Is it similar to the blocking shown here?


----------



## icerock drywall (Aug 16, 2012)

Tinstaafl said:


> Is it similar to the blocking shown here?


the blocking is about 16'' in the room from that one and one more at the top


----------



## Tinstaafl (Jan 6, 2008)

Not sure what's going on with an extra piece at the top, but such blocking is typical to resist twisting. You just cut your batts to fit.

You mention air flow. Are these cathedral ceiling rafters rather than horizontal ceiling joists? I can't think of any other reason you'd _want_ air flow.


----------



## icerock drywall (Aug 16, 2012)

Tinstaafl said:


> Not sure what's going on with an extra piece at the top, but such blocking is typical to resist twisting. You just cut your batts to fit.
> 
> You mention air flow. Are these cathedral ceiling rafters rather than horizontal ceiling joists? I can't think of any other reason you'd _want_ air flow.

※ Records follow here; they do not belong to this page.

PR #257, opened 2017-11-12
fix subworkflow declarations

mcovarr:
Do not evaluate declarations in subworkflows too eagerly. Subworkflows are not tasks.

### DIFF
--- a/wom/src/main/scala/wdl4s/wdl/WdlCall.scala
+++ b/wom/src/main/scala/wdl4s/wdl/WdlCall.scala
@@ -1,8 +1,9 @@
 package wdl4s.wdl
 
+import lenthall.util.TryUtil
 import wdl4s.parser.WdlParser.{Ast, SyntaxError, Terminal}
 import wdl4s.wdl.AstTools.EnhancedAstNode
-import wdl4s.wdl.exception.{ValidationException, VariableLookupException, VariableNotFoundException}
+import wdl4s.wdl.exception.{VariableLookupException, VariableNotFoundException}
 import wdl4s.wdl.expression.WdlFunctions
 import wdl4s.wdl.types.WdlOptionalType
 import wdl4s.wdl.values.{WdlOptionalValue, WdlValue}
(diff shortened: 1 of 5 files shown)


wom/src/main/scala/wdl4s/wdl/examples/ex7.scala
```diff
@@ -36,7 +36,7 @@ object ex7 {
 
     ns.taskCalls.find( _.unqualifiedName == "a") foreach { call =>
       val wdlFunctions: CustomFunctions = new CustomFunctions
-      val evaluatedInputs = call.evaluateTaskInputs(inputs, wdlFunctions).get
+      val evaluatedInputs = call.evaluateCallDeclarations(inputs, wdlFunctions).get
```
kshakir, line 39: Each file in this folder is a compiled check of a README example. Thus any updates here should have an accompanying change there.

In this case, the corresponding block is [here](https://github.com/broadinstitute/wdl4s/blob/814d20317b835e3bb785e57d9c17cac2676a1dbb/README.md#user-content-instantiating-commands).

kshakir (approved):
One updated to the README needed, then good to go.

wom/src/main/scala/wdl4s/wdl/WdlCall.scala
```diff
@@ -231,11 +225,39 @@ sealed abstract class WdlCall(val alias: Option[String],
...
+        // Workflow declarations that are initialized can also be overridden by inputs in the `input:` block of a
+        // subworkflow call. These overrides must be identified so the overriding expressions can be evaluated.
+        val overriddenDeclarations = declarations filter {
+          d => d.expression.isDefined && suppliedInputNames.contains(d.unqualifiedName)
+        }
+        Success((declarationsRequiringInputs ++ overriddenDeclarations).toSeq)
+    }
+  }
+
 }
```
cjllanwarne: NYF: newline

cjllanwarne (approved):
Looks good to me, but I'd like to double check all the cases I mention in the centaur PR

cathedral ceiling and if you spray foam you dont need air flow ? 
the thing is its going to be hard to spray it with the lower blocking he did


----------



## Tinstaafl (Jan 6, 2008)

Yeah, generally foam eliminates the need for venting, though it costs significantly more to go that route.

I guess we'll just have to wait for pics to see exactly what the situation is.


----------



## icerock drywall (Aug 16, 2012)

here it is...


----------



## Golden view (Feb 16, 2012)

icerock drywall said:


> here it is


Pretty lousy place to locate those blocks. Some inspectors would even fail that. Generally it's at the exterior of the wall so insulation is continuous, plus the blocking can be nailed to the plate to stiffen things up more.


----------



## icerock drywall (Aug 16, 2012)

he said this is to spec....lol how do you insulate that?


----------



## icerock drywall (Aug 16, 2012)

the top


----------



## overanalyze (Dec 28, 2010)

That's a new way to me. Blocking like that is usually directly above all bearing points.


----------



## icerock drywall (Aug 16, 2012)

overanalyze said:


> That's a new way to me. Blocking like that is usually directly above all bearing points.

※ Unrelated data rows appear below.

Issue #798, opened 2026-09-06
The documented way to regenerate ui-labels.json reformats all 2858 lines of it


MongLong0214:
`docs/locale/ui-labels.json` says how to regenerate itself, and running that command rewrites every
line of the file without changing a single value.

## Measured, 2026-09-07, at `b3e4d27b`

```
$ python3 Scripts/locale_labels.py --write
$ git diff --numstat docs/locale/ui-labels.json
2858    2858    docs/locale/ui-labels.json
```

The content is identical — `json.load` of both sides compares equal. Only the indentation moves:

```
committed file   1-space indent   74163 bytes
--write output   2-space indent   85339 bytes
```

`Scripts/locale_labels.py:408` and `:419` both pass `indent=2`, and so does
`Scripts/observations/locale-propose.py`'s `--apply`. The file in the tree is indented with one
space and round-trips through `json.dumps(..., indent=1)` byte for byte, so it was written by
something else and every tool the repository documents disagrees with it.

## Why it is not cosmetic

`Scripts/check-locale-labels-json.py` compares `on_disk["labels"]` with `build()["labels"]` — parsed
objects. Formatting is invisible to it, so nothing in CI can see the drift, and it survives
indefinitely.

What it costs is review. A campaign that legitimately adds two provenance blocks, followed by the
regeneration the file itself asks for, produces a 2858-line diff in which those two blocks are not
findable. The instruction and the check disagree about what the file should look like, and the
person in the middle pays for it — measured today, while adding an 8-line field to two labels.

## Shape of the fix

Either direction closes it; they differ only in how much churn lands once.

* Make the writers emit `indent=1`, matching the tree. Two lines in `locale_labels.py`, one in
  `locale-propose.py`, zero churn, and every in-flight branch keeps applying cleanly.
* Or run `--write` once, commit the 2858-line reformat, and let the generator stay authoritative.

Whichever is chosen, the thing that keeps it closed is a check rather than the choice: a test that
reads the file on disk, feeds it back through the writer, and requires the bytes to be identical.
Comparing parsed objects is what let this drift in the first place, so a test that compares parsed
objects would not detect it — it has to compare bytes.

MongLong0214:
Merged to `main` in #800 — one renderer for ui-labels.json, and a test that compares its bytes.

The roadmap row is updated with what the fix actually established, including what it does NOT close. Closing here rather than through a `Closes` line because the work already landed; this records the state rather than causing it.

Issue #797, opened 2026-09-06
A locked screen is invisible to the live harness: two AX paths disagree and the failure names a depth limit


MongLong0214:
Every live harness reads Logic through the accessibility API. With the screen locked that API does
not fail — it answers differently on each of the three paths the repository uses, and none of the
answers says *the screen is locked*. The run then fails, or hangs, naming something else.

## Measured, 2026-09-07, screen locked, Logic Pro running as pid 3574

```
CGSessionCopyCurrentDictionary()['CGSSessionScreenIsLocked']   True
                                ['kCGSSessionOnConsoleKey']    True

direct AXUIElement, AXWindows of pid 3574                      1   titled 'Logic Pro'
System Events, `count of windows` of process "Logic Pro"       0
CGWindowList, on-screen, owner Logic Pro                       1   name '', 260x282 at (830,222)

Scripts/livekit/evidence.py  logic_window()                    None
Scripts/livekit/evidence.py  _production_ax_modal_signals()    raises _ModalReadError(
                                 'AX sheet descendant search reached depth 32')
```

Three readings of the same application at the same moment: one window, no windows, and one
untitled window. `logic_window()` uses `CGWindowList` deliberately — so the harness can see windows
even when the AX tree is what is under test — and it still returns nothing, because the one window
on screen carries no name to match.

## Why this costs a session rather than a run

The precondition does not report the condition it hit. `_ModalReadError('AX sheet descendant search
reached depth 32')` names a recursion guard, so the reading is *"a Logic window has a pathological
descendant tree"*. That is a plausible product defect, and it is not what happened.

Read through `System Events` instead — which is what an ad-hoc diagnosis reaches for — the answer is
`0 windows`, i.e. *"Logic has no windows"*. Also a plausible product defect. On 2026-09-06 this
reading was taken at face value, Logic was force-restarted on the strength of it, and the restart
changed nothing because the application was never the problem.

## What is not claimed

Whether a locked screen is what wedged a ship gate for 34 minutes on 2026-09-06 with no output past
`full suite`. The gate was killed rather than diagnosed, so the cause of that hang is not
established and it should not be folded into this issue as though it were.

Whether the AX window count under a lock is stable. One window titled `Logic Pro` was seen once;
whether that is the lock's doing or whatever Logic happened to have open is not measured.

## Shape of the fix

`evidence.py` already has the right vocabulary for this: `is_clean` refuses on a dimension whose
[...]

Issue #793, opened 2026-09-05
The campaign proposer silently resurrects a retracted provenance claim


MongLong0214:
A provenance block retracted by hand comes straight back the next time
`Scripts/observations/locale-propose.py --apply` runs against the same census, because nothing in
the ledger records *why* it was retracted in a form the proposer can read.

## What happened, 2026-09-06

`markerListDeleteMenuItem` means the Delete button in Logic's **Marker List window**. It had been
backed by a provenance block citing the ja-JP arrange-menus census:

```
'削除': record=2026-09-05-ja-JP-arrange-menus-census  role=AXMenuItem  attribute=title  observed='削除'
```

That census walks the **application menu bar**, so the `削除` it saw is the Edit menu's Delete —
a different element with the same role and the same string. The claim was retracted for exactly
that reason, and the ratchets carry a dated entry saying so:

> `roles` cannot see the difference — it names a kind of element and Logic puts the same kind in
> many containers.

Running the proposer to attach provenance for two *unrelated* labels re-added the retracted block
verbatim and flipped `coverage['ja-JP']` back to `measured`. Nothing failed. The ratchet even
reported it as an improvement — `1 item(s) closed` — and invited me to tighten the ceiling around
a claim that had been withdrawn as false. It was caught only because the ratchet output named a
label I recognised.

## Why the existing machinery does not stop it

thanks for your help...I dont like what he did and the inspector said its good !


----------



## overanalyze (Dec 28, 2010)

icerock drywall said:


> thanks you your help...I dont like what he did and the inspector said its good !


Well...I guess then you have to foam it. We had a house we built a few years ago. Long story short, we ended up replacing the fiberglass with foam after excess moisture was found. Ventilation in a cathedral setup like this just introduces cold air where you don't want it.

What climate zone are you?


----------



## tjbnwi (Feb 24, 2009)

Squash blocks over bearing points is all I've ever done. I've never seen an I-joist twist once the sheathing is nailed off.

Tom


----------



## Tinstaafl (Jan 6, 2008)

icerock drywall said:


> I dont like what he did and the inspector said its good !


Well that might pass framing inspection... 

I can't see using fiberglass batts on that, though.

Some years back, a crew I was on built a huge cathedral ceiling insulated with batts. Somehow nobody supervised the grunts putting the baffles & batts up, and they started the baffles tight up against the fascia board.

Next hard winter, the HO had water literally pouring out of the light fixtures in the ceiling. Cutting the baffles back 6" to allow air flow cured that, and he hasn't had trouble since.


----------